Why can’t Trista and I have that? I’m anti-social, I admit, but I am not alien to meeting people and making new acquaintances.

As I see it, if it’s good for our relationship, why not? She needs to meet new people. (Unfortunately people == men.) And I need to keep myself mentally stable by actually knowing these people. I’m sure if I had met Arthur way before that entire situation exploded due to my issues, that probably would never have happened… but Trista never offered to introduce me to Arthur. I can wonder why that is or I can just shrug it off and pretend it doesn’t bother me. It might be too late now for me to make friends with Arthur. It might not. Maybe he can understand now.

So, that’s really it.

If either of those things can’t happen, then I don’t see how we can even fool ourselves into believing a relationship would work again. At that point I am fairly confident that I know, 100%, that shit will not work out, and I will walk away. Hopefully she can see that, too. Hopefully I am more important than meeting random dudes by herself, but god knows. Worse things have come to be.


Although I said above that I want to see her message Drew and tell him she’ll never see him again, I couldn’t resist but message him myself to see if the truth that I already know about him is really the truth. Maybe a little back story will help here. Well, there isn’t much.

This guy, sammyl is his username, is a Shacker. This means he posts in the comments at Shacknews, just like I used to. I’ve been perma-banned. I’m still friends with some people from the shack and I remember sammyl from my time there.

Sammyl is the type of guy who scours OKCupid looking for women that he can turn into quick lays. That’s all he does. He’s not interested in relationships, or friendships, he is just after sex. He is my textbook definition of “scum” and is the reason women should hate and fear any man they find on the internet.

So, I already knew he was an asshole before this.

But I figured maybe I could message him and give him the benefit of the doubt. So I did. This is exactly what I said to him, word for word. I might not have been 100% civil, but really, what do you expect?

I want to tell you that I’m really sorry that you got involved in all that. I’m not, though, really, and I know you don’t actually care. But I wanted to say it anyway. Truth was, Trista and I were monogomously together, just without the title of girlfriend/boyfriend, when she told you “the truth” about using you to try to forget about me she left that out for whatever reason, I guess she was just protecting her interests. I was acting like an asshole the last two weeks so she wanted to see if she could make herself be happy with someone who didn’t treat her like shit. Unfortunately it back fired. Fortunately, I think, it was you, who actually holds no interest in a relationship what-so-ever. I’m sorry that you didn’t quite get to add her as another notch to your OKCupid belt. I’m sure that’s a terrible thing to miss out on. But, like I said, it probably doesn’t matter much to you. I’m telling you anyway, because it makes me feel better.

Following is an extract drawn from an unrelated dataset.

PR #3857, opened 2026-02-16
RFC: rust_toolchains submodule

dzbarsky:
This unblocks alternative rulesets from providing their own toolchain definitions while reusing rules_rust for compilation. Also it lays groundwork for splitting cargo and clippy to their own toolchains, so we can slim down rustc toolchain and optimize fetches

But still, I don’t blame you. I already knew you were an ass, but the fact is you misunderstood and she didn’t tell you everything. I don’t know if you would have acted differently had you known the truth, but I can hope so.

If I’m all wrong and you weren’t just interested in a quick lay, you can let me know, if you’ll even reply to me.

For all I know deep down you’re an awesome guy and we met under poor circumstances. You’ve probably no interest in actually talking to me, but maybe you do. As it stands, though, you’ll probably hear from her sooner or later and get the actual truth of the matter from her. We’re trying to works things out and part of that is making sure she never sees or talks to you ever again. But you could change that if you wanted to, if you’re interested in trying to be friendly to me. But, like I assume, you’re not interested in making friends.

Well, reply to me if you so choose. I guess not replying is answer enough about your feelings on all of it.

Has he replied to me?

It’s been 20 minutes since I sent those messages to him. He hasn’t replied.

I guess that is answer enough.

One Response to “The Rules and Consequences of Them”

  1. oh wow i hope you are doing okay. you’re kind of scaring me here sweetums. please call me! i work from 3-11 my time but anytime after or before that is totally cool.